Exercise inputs Block Start
PR #738, opened 2020-11-13
Fix #737, extend Base.setindex! in deprectation

### LINKED ISSUE #737: setindex! deprecation conflicts with Base.setindex!
The following does not work with HDF5 v0.14:

```julia
using HDF5
x = zeros(4)
setindex!(x, 1.2, 2)

# WARNING: both HDF5 and Base export "setindex!"; uses of it in module Main must be qualified
# ERROR: LoadError: UndefVarError: setindex! not defined
```

This is because of the deprecation

```julia
@deprecate setindex!(p::Properties, val, name::AbstractString) setindex!(p, val, Symbol(name))
```

which exports a `HDF5.setindex!` method, instead of `Base.setindex!`.

Unfortunately, it doesn't seem to be possible to write `@deprecate Base.setindex!(...) setindex!(...)`, which would be an easy solution. A simple alternative would be to manually define `Base.setindex!` with the old signature, and print a custom deprecation message.

jmert:


musm:
Many thanks, I'll release a patch with thix fix.

PR #739, opened 2020-11-16
Upgrade HDF5 to v1.12

musm:
We had to drop binaries for arm and i686 Linux  since they are no longer available. 

There is also some work to try and get cross-compilation working, but that will take some time. When cross-compilation works thought cmake, we should be able to ship binaries for all the platforms Julia supports but for not that is proving to be quite challenging.


.github/workflows/CI.yml
```diff
@@ -25,6 +25,9 @@ jobs:
             arch: x86
```
musm, line 25: test

musm:
@jmert  We can now look at implementing some of those v1.12 upgrades in the todo's scattered in the files.

PR #741, opened 2020-11-17
Upgrade API to v1.12

musm:


src/HDF5.jl
```diff
@@ -919,7 +919,7 @@ Base.haskey(dset::Union{Dataset,Datatype}, path::AbstractString) = h5a_exists(ch
 
 # Querying items in the file
 group_info(obj::Union{Group,File}) = h5g_get_info(checkvalid(obj))
-object_info(obj::Union{File,Object}) = h5o_get_info(checkvalid(obj))
+object_info(obj::Union{File,Object}) = h5o_get_info(checkvalid(obj), H5O_INFO_ALL)
```
musm, line 922: This function is prety low level as is to expose. Needs work.

mkitti:
Did we need to rebase this?

musm:
Probably, but the reason for not upgrading API is that it needs to be done in a backwards compatible way with older HDF5 API to support older library versions. I believe I found it somewhat challenging to determine the best way of going about this especially with the changes to the struct definition. I'd have to revisit.

PR #743, opened 2020-11-18
Restrict HDF5_jll to v1.10 series

jmert:
Note that this is set to merge into the v0.13 release branch.

With HDF5_jll serving v1.12 libraries, this has caused problems in the previous HDF5.jl release (which is still being used by JLD and MAT, for example) because the version bounds weren't sent restrictively enough to stick to the same libhdf5 "major" release.

This is an attempt to fix JuliaIO/JLD.jl#281


musm:
Thanks for the this

musm:
I should tag a release on this branch with this fix right.

jmert:
Yes, please.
Exercise inputs Block End
**What you will do:**
Lines containing the word "challenging" are to be pulled from the records and copied.

**Response below:**
There is also some work to try and get cross-compilation working, but that will take some time. When cross-compilation works thought cmake, we should be able to ship binaries for all the platforms Julia supports but for not that is proving to be quite challenging.
Probably, but the reason for not upgrading API is that it needs to be done in a backwards compatible way with older HDF5 API to support older library versions. I believe I found it somewhat challenging to determine the best way of going about this especially with the changes to the struct definition. I'd have to revisit.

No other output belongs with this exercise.